In my “retired” collection are a linux PC that used to be a MythTV media center, an original eepc 701 that served me well on a 5 month backpacking trip, an ancient original iMac, and an assorted collection of iPods. I have a problem saying goodbye.

It’s probably appropriate to include camera gear as well… I have a Canon 350D which usually wears a 50mm f1.4 lens; it’s starting to show it’s age but has seen and faithfully captured many great trips over the years, a Kodak M1033 which isn’t the greatest camera in the world but it’s built like a tank and was the least obscenely expensive thing I could find in India after leaving a Canon on a train, and a Panasonic Lumix ZS3 that takes excellent video. However, I still take most of my photos with my iPhone.

And what software?

Obviously I’m an OSX guy, ever since I moved from Gentoo linux to a powerbook in college. I love the polish of the Mac GUI, and the raw power of Unix that’s just below the pretty surface.

I use the assortment of standard apps (Safari, Mail.app, iCal, and address book) as my primary browser, mail, and calendar applications. I’ve moved around a bunch in the past in this area, but the apple tools have finally started playing nicely with the google suite of services and they work well enough to keep me happy and in sync with my iPhone.
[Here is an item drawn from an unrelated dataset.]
PR #672, opened 2026-07-27
fix: pair replay tool_call_id rewrites by function name, not raw index

### LINKED ISSUE #671: Replay tool-call ID rewriting pairs by raw index, not function name
The post-pass that rewrites `tool_call_id` in `role:tool` messages during
session replay pairs the i-th recorded role:tool message with the i-th live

For development I primarily use TextMate (web-dev) and xCode (Cocoa), with the occasional trip over to Coda when I need to quickly touch something I’m doing any front end development on. I don’t have any special tools I use for source control or file transfer, that’s all svn, git, scp, etc. in terminal.

A few other apps like Linkinus, Adium, and Echofon live in my dock all the time, and of course I pull out photoshop when I need to mock something up.

As for utilities, I absolutely can’t live without Visor, a SIMBL plugin that makes my terminal appear on command from the top of the screen, teleport is a nifty tool for sharing one keyboard and mouse between multiple computers, DeskLickr keeps my desktop beautiful with photos from Flickr, and MenuMeters gives me a quick view of how the computer is doing from the menu bar.

On my phone, I use Echofon for twitter, Reeder is my absolute favorite RSS reader of all time (I wish there were a desktop version), Instapaper, AutoStitch to make panorama photos, iTimelapse for time-lapse video, and of course m.flickr.com and the Flickr app for browsing Flickr.

What would be your dream setup?

As much as I love laptop computers and the amazing mobile devices we have today, I can’t wait until our computing experiences are more thoroughly integrated into all of the other objects we use in daily life. I don’t just mean “connected things”, but more along the lines of augmented reality. I guess my dream setup would be a pair of contact lenses that I could put in in the morning and immediately start seeing extra information in every day life. I’m sure it will be done, but it will be a fine balance between adding to reality, and completely removing ourselves from it; I hope we do it well.